REQUIRED ACTION: How does the data below read from its first line through the line containing "several reference states"? Print those lines exactly.

RECORDS TO USE:
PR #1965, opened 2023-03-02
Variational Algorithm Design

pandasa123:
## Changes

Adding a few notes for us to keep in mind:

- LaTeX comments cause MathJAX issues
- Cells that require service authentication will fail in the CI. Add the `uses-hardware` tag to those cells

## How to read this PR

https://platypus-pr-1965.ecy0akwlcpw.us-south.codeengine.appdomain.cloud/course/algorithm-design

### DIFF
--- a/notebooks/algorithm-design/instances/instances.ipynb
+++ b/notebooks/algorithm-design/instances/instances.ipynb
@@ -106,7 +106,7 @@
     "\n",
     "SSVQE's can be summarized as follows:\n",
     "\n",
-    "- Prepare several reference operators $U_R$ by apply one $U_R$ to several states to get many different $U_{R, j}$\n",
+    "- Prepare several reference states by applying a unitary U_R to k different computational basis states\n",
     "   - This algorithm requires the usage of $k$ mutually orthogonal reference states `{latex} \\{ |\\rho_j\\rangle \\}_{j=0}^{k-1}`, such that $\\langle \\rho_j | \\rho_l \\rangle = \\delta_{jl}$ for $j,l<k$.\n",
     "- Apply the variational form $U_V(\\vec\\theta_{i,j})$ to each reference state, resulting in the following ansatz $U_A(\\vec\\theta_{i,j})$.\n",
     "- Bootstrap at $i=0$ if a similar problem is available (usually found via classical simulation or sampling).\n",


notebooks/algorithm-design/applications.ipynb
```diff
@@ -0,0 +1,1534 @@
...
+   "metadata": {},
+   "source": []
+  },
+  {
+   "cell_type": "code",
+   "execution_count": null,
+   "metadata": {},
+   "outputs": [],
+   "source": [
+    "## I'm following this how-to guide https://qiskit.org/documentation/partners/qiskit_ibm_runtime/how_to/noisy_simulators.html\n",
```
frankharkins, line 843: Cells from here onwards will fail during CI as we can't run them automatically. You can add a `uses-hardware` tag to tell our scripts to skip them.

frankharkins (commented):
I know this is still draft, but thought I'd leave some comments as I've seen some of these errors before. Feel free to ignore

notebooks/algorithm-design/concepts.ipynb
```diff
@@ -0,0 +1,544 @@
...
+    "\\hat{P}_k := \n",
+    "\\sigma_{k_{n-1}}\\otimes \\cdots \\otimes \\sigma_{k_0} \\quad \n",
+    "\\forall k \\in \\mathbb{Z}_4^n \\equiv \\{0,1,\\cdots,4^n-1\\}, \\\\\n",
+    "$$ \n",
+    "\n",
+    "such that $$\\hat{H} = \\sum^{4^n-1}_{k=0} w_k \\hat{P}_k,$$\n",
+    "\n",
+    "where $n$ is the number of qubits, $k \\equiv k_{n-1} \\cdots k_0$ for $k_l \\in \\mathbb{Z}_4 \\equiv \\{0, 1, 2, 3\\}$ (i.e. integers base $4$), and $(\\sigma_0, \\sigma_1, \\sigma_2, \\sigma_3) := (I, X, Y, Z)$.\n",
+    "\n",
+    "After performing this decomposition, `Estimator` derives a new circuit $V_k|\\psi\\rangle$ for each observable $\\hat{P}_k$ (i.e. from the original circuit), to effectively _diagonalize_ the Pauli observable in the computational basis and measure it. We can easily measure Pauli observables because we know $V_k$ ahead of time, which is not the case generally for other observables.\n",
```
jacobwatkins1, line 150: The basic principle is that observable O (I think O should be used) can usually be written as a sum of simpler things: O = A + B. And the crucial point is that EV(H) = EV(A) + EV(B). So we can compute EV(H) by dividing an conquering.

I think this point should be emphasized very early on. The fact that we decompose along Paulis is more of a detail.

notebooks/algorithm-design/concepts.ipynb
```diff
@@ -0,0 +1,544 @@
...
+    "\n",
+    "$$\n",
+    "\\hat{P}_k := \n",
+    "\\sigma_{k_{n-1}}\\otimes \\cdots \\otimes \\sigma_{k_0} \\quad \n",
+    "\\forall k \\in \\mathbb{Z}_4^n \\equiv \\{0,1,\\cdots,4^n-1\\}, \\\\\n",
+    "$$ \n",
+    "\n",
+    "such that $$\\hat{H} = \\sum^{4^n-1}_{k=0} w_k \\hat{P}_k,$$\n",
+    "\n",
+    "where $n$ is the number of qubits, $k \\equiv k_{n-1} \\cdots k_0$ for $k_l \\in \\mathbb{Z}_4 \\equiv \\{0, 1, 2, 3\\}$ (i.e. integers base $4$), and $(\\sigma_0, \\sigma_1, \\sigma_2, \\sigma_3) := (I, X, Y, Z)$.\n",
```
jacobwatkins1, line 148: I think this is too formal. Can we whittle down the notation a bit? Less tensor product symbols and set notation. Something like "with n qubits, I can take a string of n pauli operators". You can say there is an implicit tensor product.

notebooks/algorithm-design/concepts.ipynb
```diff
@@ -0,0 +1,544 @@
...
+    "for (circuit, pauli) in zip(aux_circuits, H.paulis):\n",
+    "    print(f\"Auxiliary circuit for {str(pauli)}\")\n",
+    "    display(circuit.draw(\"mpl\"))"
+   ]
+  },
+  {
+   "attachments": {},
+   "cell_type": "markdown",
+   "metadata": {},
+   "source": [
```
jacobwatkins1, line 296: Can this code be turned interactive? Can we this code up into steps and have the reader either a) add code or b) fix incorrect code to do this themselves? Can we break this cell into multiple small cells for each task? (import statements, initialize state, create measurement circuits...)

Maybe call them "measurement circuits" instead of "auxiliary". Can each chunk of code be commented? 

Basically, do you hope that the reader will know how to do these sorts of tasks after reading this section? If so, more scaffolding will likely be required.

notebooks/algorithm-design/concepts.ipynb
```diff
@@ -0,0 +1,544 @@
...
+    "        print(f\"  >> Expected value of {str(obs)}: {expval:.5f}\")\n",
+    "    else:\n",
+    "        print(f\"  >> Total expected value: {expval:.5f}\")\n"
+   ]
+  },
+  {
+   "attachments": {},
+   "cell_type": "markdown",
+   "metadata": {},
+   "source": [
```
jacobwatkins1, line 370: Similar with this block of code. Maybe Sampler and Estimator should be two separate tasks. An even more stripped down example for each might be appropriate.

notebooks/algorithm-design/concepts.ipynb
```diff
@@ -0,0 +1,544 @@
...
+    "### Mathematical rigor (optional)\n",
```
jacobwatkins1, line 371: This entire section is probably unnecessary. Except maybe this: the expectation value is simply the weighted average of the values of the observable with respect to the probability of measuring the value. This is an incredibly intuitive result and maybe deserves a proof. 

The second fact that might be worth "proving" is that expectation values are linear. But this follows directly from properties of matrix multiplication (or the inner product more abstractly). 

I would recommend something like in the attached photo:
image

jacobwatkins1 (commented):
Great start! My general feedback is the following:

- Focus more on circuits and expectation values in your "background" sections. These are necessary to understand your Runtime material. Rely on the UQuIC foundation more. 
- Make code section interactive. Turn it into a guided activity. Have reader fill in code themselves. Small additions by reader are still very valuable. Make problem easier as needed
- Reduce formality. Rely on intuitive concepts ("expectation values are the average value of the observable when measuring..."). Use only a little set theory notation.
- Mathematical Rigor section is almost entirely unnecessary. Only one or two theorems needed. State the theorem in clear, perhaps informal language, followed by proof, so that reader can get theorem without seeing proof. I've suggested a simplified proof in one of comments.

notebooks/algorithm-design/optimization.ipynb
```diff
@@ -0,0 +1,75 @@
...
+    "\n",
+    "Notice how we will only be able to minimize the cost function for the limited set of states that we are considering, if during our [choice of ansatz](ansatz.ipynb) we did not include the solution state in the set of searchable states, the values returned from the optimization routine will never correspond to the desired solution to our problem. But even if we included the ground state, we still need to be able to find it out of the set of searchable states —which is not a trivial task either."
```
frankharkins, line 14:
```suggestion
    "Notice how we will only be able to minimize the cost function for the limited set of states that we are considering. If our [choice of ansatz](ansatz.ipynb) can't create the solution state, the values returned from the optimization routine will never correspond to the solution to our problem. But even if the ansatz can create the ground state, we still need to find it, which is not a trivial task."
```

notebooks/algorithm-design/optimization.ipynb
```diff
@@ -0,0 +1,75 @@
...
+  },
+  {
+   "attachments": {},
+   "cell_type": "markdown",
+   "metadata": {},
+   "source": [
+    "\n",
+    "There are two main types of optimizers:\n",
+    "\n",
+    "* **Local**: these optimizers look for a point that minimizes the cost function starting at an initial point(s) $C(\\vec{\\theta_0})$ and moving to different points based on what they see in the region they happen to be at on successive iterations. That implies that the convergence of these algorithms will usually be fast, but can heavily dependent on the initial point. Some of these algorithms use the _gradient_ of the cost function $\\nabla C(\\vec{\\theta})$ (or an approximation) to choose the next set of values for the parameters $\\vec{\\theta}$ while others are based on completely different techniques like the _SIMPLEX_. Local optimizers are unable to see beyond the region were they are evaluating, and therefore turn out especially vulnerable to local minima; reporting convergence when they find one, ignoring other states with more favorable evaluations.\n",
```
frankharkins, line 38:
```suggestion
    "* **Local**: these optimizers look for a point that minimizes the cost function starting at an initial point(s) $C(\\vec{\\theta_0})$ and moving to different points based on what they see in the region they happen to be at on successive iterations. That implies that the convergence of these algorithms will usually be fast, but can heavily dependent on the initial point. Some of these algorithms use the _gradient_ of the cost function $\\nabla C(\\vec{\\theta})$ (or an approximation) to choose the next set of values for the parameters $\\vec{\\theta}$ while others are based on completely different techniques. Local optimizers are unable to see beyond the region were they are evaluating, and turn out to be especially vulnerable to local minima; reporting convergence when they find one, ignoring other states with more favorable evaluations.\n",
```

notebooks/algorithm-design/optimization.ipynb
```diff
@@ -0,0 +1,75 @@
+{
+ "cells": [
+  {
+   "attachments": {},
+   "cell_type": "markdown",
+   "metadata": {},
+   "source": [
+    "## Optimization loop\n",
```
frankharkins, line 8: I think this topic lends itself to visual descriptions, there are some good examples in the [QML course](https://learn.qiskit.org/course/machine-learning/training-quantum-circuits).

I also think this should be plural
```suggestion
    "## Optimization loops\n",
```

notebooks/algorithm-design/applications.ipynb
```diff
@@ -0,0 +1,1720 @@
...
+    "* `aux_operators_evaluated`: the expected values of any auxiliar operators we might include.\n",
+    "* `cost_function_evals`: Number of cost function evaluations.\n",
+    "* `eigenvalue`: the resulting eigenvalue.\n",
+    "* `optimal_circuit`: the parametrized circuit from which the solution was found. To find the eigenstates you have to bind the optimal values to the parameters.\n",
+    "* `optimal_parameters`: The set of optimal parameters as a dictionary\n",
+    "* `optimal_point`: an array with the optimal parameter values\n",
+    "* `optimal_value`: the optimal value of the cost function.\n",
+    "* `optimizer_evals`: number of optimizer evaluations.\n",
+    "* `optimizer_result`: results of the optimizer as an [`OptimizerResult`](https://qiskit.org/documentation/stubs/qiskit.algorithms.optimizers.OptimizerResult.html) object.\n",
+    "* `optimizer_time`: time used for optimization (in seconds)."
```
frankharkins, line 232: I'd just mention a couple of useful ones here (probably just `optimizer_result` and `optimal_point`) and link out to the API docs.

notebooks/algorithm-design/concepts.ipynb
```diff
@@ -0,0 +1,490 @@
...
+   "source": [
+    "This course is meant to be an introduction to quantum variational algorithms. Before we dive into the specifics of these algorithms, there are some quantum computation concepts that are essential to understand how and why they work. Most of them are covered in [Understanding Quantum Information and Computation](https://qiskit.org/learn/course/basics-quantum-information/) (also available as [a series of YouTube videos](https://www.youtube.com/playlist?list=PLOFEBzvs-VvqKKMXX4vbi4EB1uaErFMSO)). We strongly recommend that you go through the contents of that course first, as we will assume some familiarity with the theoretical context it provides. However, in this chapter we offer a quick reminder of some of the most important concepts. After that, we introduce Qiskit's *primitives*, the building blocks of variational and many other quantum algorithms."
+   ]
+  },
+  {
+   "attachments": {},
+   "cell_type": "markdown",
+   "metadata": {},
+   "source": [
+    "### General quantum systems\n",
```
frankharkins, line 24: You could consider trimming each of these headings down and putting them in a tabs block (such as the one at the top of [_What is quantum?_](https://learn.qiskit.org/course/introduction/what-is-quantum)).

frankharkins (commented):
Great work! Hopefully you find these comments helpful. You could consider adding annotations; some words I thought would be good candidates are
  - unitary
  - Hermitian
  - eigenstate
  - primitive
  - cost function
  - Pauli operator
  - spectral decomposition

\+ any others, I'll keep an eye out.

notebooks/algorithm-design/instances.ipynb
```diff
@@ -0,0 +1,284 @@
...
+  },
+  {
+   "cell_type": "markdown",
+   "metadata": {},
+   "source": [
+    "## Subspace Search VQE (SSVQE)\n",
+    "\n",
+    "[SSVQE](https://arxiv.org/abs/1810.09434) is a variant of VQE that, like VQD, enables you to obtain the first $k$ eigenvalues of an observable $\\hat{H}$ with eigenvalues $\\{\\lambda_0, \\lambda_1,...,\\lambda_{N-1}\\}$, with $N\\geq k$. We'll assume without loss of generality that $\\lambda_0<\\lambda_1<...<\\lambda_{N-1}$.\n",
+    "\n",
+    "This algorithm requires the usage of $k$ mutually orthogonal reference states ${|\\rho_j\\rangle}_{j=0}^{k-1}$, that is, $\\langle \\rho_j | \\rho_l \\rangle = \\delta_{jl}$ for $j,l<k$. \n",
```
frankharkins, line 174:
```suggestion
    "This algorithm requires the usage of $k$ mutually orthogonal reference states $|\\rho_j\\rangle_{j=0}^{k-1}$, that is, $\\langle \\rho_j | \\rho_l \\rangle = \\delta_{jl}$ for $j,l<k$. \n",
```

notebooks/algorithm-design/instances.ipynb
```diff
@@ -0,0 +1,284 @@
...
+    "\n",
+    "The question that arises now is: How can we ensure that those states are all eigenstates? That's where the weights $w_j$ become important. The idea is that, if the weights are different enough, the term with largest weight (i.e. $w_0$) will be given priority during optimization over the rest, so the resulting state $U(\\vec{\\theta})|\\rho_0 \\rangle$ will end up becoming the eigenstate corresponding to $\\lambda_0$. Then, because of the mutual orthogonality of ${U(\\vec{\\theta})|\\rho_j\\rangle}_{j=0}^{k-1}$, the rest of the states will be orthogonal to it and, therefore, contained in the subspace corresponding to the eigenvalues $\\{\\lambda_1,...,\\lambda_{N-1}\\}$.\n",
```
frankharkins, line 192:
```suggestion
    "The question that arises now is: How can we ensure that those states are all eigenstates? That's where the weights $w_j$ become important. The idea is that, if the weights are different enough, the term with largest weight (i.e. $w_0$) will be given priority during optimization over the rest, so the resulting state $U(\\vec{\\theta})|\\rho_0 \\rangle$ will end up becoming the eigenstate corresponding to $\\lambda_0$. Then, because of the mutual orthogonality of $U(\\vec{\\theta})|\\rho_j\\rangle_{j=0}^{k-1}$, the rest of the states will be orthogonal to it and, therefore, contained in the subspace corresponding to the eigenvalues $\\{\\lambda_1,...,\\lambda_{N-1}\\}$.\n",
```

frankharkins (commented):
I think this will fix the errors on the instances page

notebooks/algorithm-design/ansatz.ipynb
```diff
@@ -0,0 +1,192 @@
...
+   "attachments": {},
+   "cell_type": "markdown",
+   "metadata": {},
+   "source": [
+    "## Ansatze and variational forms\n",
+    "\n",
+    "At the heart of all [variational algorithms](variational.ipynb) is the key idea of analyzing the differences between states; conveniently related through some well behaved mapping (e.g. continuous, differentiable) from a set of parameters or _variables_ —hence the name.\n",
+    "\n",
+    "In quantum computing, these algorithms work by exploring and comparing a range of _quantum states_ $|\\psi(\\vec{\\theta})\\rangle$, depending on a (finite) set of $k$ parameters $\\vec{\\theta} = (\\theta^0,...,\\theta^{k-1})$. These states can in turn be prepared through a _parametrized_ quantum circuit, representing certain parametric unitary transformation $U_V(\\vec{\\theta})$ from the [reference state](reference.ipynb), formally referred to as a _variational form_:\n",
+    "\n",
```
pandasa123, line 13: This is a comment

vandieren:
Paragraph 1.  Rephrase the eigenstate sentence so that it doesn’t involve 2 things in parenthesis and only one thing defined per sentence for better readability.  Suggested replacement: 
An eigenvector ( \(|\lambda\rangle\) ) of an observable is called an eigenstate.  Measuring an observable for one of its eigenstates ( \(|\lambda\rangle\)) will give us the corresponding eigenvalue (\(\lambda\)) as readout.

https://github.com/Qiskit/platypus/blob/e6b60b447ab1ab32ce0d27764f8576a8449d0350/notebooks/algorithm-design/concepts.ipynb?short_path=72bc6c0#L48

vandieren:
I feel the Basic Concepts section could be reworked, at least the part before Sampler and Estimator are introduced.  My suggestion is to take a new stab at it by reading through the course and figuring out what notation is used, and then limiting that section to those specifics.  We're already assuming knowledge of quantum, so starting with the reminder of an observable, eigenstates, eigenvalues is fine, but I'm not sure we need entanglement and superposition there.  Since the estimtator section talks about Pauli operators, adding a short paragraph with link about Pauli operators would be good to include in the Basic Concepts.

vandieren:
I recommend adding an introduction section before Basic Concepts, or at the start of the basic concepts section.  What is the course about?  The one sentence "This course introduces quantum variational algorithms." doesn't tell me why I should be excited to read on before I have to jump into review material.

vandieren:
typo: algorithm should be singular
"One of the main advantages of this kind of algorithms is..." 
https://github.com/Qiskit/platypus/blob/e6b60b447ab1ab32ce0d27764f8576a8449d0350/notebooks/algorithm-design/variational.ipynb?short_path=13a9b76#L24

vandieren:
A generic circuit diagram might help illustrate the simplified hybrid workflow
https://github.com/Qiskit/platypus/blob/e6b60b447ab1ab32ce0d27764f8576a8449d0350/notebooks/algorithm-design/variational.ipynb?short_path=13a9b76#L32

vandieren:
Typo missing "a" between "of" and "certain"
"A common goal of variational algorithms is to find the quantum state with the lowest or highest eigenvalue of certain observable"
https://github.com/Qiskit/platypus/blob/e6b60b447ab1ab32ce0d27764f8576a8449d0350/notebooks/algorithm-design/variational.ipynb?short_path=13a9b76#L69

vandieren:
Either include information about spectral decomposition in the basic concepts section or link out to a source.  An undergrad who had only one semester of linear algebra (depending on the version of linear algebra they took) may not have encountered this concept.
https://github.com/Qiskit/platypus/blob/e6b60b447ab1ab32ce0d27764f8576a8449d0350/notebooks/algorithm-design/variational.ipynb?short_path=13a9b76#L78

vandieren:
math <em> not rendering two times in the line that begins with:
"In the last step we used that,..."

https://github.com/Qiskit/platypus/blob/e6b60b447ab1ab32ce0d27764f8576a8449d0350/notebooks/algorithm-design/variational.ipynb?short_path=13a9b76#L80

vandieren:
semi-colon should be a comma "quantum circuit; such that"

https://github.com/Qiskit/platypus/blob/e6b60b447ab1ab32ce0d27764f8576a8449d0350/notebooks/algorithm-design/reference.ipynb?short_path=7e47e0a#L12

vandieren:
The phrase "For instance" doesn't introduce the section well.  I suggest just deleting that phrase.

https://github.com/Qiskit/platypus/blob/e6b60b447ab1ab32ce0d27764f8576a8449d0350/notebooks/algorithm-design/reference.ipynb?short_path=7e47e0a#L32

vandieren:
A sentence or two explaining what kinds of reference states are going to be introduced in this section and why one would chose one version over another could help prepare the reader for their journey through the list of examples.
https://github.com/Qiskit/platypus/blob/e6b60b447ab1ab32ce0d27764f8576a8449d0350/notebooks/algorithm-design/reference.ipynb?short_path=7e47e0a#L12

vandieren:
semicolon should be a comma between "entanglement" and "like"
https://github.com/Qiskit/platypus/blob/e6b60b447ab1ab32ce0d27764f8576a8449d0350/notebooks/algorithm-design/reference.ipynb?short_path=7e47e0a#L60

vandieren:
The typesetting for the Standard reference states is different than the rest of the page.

TASK SOLUTION:
PR #1965, opened 2023-03-02
Variational Algorithm Design

pandasa123:
## Changes

Adding a few notes for us to keep in mind:

- LaTeX comments cause MathJAX issues
- Cells that require service authentication will fail in the CI. Add the `uses-hardware` tag to those cells

## How to read this PR

https://platypus-pr-1965.ecy0akwlcpw.us-south.codeengine.appdomain.cloud/course/algorithm-design

### DIFF
--- a/notebooks/algorithm-design/instances/instances.ipynb
+++ b/notebooks/algorithm-design/instances/instances.ipynb
@@ -106,7 +106,7 @@
     "\n",
     "SSVQE's can be summarized as follows:\n",
     "\n",
-    "- Prepare several reference operators $U_R$ by apply one $U_R$ to several states to get many different $U_{R, j}$\n",
+    "- Prepare several reference states by applying a unitary U_R to k different computational basis states\n",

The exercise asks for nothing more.